Sustainable resource optimization under water-energy-food-carbon nexus

Abstract

Pressures from growing demands and shrinking supplies have reached a critical junction in major global resources, particularly water, energy, and food (WEF). Recognizing the complex interaction across those highly interconnected resources, the nexus concept evolved to boost efficiencies across all nexus pillars. Several modeling efforts tried to capture the complexity of this problem, but most attempts captured only one or two nexus pillars, remained localized to fixed case-studies or applications, or used simulations to assess pre-defined scenarios rather than solving for optimum solutions under defined objective function and constraints. Here, we present an optimization model for water, energy, and food nexus resource management and allocation at a regional scale. The model was successfully validated using a hypothetical case study to test its efficiency under several resource availability scenarios and different policy targets. The results enhanced the understanding of the interlinkages among the nexus sectors by demonstrating the sensitivity of the WEF nexus to adopted strategies.
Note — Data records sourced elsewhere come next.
Issue #1670, opened 2026-02-24
Undefined array key "addScript" in AjaxResponseBuilder


hackerconsole:
### Prerequisites

- [x] I understand and accept the project's [code of conduct](https://github.com/PrestaShop/PrestaShop/blob/develop/CODE_OF_CONDUCT.md).
- [x] I have already [searched in existing issues](./issues?q=is%3Aissue+label%3ABug) and found no previous report of this bug.

### Describe the bug and add attachments

On a clean installation of PrestaShop 9.1.0, after installing the latest version of the AutoUpgrade (1-Click Upgrade) module from the official GitHub repository, accessing the upgrade dashboard in the Back Office triggers a PHP warning that results in a Symfony exception (HTTP 500).

### Steps to reproduce

1. Install PrestaShop 9.1 clean
2. Install AutoUpgrade module latest from GitHub
3. Go to Backoffice → Dashboard → 1-Click Upgrade
4. Observe the error

### Expected behavior

The AutoUpgrade dashboard should load correctly without any PHP warnings or exceptions.

### Actual Result

Symfony Exception / HTTP 500 Internal Server Error with warning:

Warning: Undefined array key "addScript"
in modules/autoupgrade/classes/AjaxResponseBuilder.php (line 43)

<img width="1140" height="912" alt="Image" src="https://github.com/user-attachments/assets/81478ca4-19cc-46b9-9a46-fd9a7f50cc99" />

### PrestaShop versions where the bug happens

9.0.1

### Module version where the bug happens

7.5.1

### PHP version(s) where the bug happened

8.4

AureRita:
Hi @hackerconsole  ,

Thank you for your report, I tried to reproduce it with php 8.1 as you can see : 

https://github.com/user-attachments/assets/3db400ca-92e3-418f-9ec4-ed2c64ac6f25

Currently, Autoupgrade don't support PHP 8.4, try to launch it with php <8.4. 

Can you try and comeback to say if it's works ? 

Waiting for feedback

hackerconsole:
I can confirm this issue happens on PHP 8.1.34 with a clean installation of PrestaShop 9.1.0 and the latest AutoUpgrade module.


Could you please confirm if this is a known issue or if any additional PHP extension is required for this module?

Currently installed common extensions include:
- php-mbstring
- php-xml
- php-curl
- php-intl
- php-zip
- php-gd
- php-mysqlnd
- php-opcache

hackerconsole:
[...]

PR #1767, opened 2026-04-02
fix: avoid undefined array key warnings in AjaxResponseBuilder

Quetzacoalt91:
| Questions         | Answers
| Description?      | Use method `empty()` to check an array key exists to avoid warnings on strict PHP environments.
| Type?             | bug fix
| BC breaks?        | Nope
| Deprecations?     | Nope
| Fixed ticket?     | Fixes https://github.com/PrestaShop/autoupgrade/issues/1670
| How to test?      | Make your PHP configuration strict with error reporting level as E_ALL and run the module on PrestaShop v9.1

### DIFF
--- a/classes/AjaxResponseBuilder.php
+++ b/classes/AjaxResponseBuilder.php
@@ -36,11 +36,11 @@ class AjaxResponseBuilder
             'new_content' => $newContent,
         ];
 
-        if ($options['newRoute']) {
+        if (!empty($options['newRoute'])) {
             $arrayToReturn['new_route'] = $options['newRoute'];
         }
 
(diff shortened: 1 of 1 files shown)


ga-devfront (approved):

ingridusta (approved):
Hi @Quetzacoalt91, 

No matter how much i tried to reproduce the initial bug, I couldn't. So instead of testing the fact that the bug is not reproduced anymore, I did NR on UI. 

No reg on detected on : 
- modal to update
- backup
- upgrade
- restore. 

So, I can say it's QA approved ✅

Issue #1773, opened 2026-04-03
AutoUpgrade module remove modules without my consent - tested from 9.0.3 to 9.1.0


Maofree:
### Prerequisites

- [x] I understand and accept the project's [code of conduct](https://github.com/PrestaShop/PrestaShop/blob/develop/CODE_OF_CONDUCT.md).
- [x] I have already [searched in existing issues](./issues?q=is%3Aissue+label%3ABug) and found no previous report of this bug.

### Describe the bug and add attachments

Hi @Quetzacoalt91 
I'm testing how to upgrade other sites to 9, as I've almost finished redoing all my modules. Now I see that the 1-Click module is uninstalling modules from sites because it deems them incompatible with PrestaShop 9.1. Even if the basic versions don't have this, I can fix them myself and get them to work. However, I'd like to be able to decide certain actions; an option needs to be added to allow users to choose whether or not to uninstall incompatible modules, as perhaps existed in the past. I tried upgrading that site again from 9.0.3 to 9.1.0, and it removed two without warning.

removed the menu and the cookiebanner, but they are basic versions that I modified myself and will stop using them once I have made my own versions. However, I would like to be the one to have control over what happens

### Steps to reproduce

Update from 9.0.3 to 9.1.0 with outdated modules purchased on prestashop addons in the past but fixed

### Actual Result

I would like a choice to be added to decide this type of behavior and to show the list of no longer compatible modules, I would like it to be my choice

### PrestaShop versions where the bug happens

9.1.0

### Module version where the bug happens

7.6.1

### PHP version(s) where the bug happened

8.4

Maofree:
I just upgraded a site from version 8.2.0 to 8.2.5 with the 1-click upgrade 7.6.1 and had no problems. Then I was able to disable the option that would have disabled the modules; none of the modules were removed.
Why can't a button like this be used for PrestaShop 9 to enable or disable the removal of incompatible modules?

<img width="1389" height="838" alt="Image" src="https://github.com/user-attachments/assets/b24690dd-8fbf-4f84-88f5-3bec4bca4d16" />

SerenaButler:
I had the same problem with 3 Shops upgrading from 8.2.3 to 8.2.5 uninstalling modules and removing modules settings from the database. I now will upgrade manually, wish there where upgrade packs.

Maofree:
Hi @Quetzacoalt91 
I'll list two errors I encountered while updating a very large site to help you improve this module.

[...]

PR #1794, opened 2026-04-24
Check module compatibility with both source and destination versions of PrestaShop

Quetzacoalt91:
| Questions         | Answers
| Description?      | When the Marketplace API returns a module with its product page offline and no compatible release exists for the target PS version, the module was always reported as **Incompatible**. This was inaccurate, because the module probably never received an actual zip, has been disabled for all versions of PrestaShop etc. We can't distinguish the `diabled` / `hidden` cases  when is_active: false and no compatible release is found for the target version. So from now: <ul><li>The module was compatible with the source version → Incompatible (it worked before, won't work after. So a genuine breaking change to flag)</li><li>The module was not compatible with  the source version  → Uncertain (it was already incompatible before the upgrade, we cannot say more)</li></ul>
| BC breaks?        | Nope
| Deprecations?     | Nope
| Fixed ticket?     | Fixes https://github.com/PrestaShop/autoupgrade/issues/1773
| How to test?      | The test cases can be added in `tests/integration/MarketplaceAndModuleCompatibilityTest.php`, where calls to the marketplace are actually made. Third-party modules that are disabled on the marketplace should get the uncertain state, unless they had a version compatible with the destination version the user updates to.

### DIFF
--- a/classes/Task/Update/UninstallModules.php
+++ b/classes/Task/Update/UninstallModules.php
@@ -137,7 +137,8 @@ class UninstallModules extends AbstractTask
 
             $checkResult = $this->container->getModuleCompatibilityChecker()->getModulesRequiringAttention(
                 $modulesList,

For example, imposing food variety constraints changed water consumption by an order of magnitude and more than doubled energy requirements. Moreover, adopting renewable energy may cause increased demands for land, but can significantly cut CO2 emissions. The model serves as an effective decision-making tool that enables policy makers to assess multiple WEF sources and recommends the optimum resource allocation under various policy, technology, and resource constraints.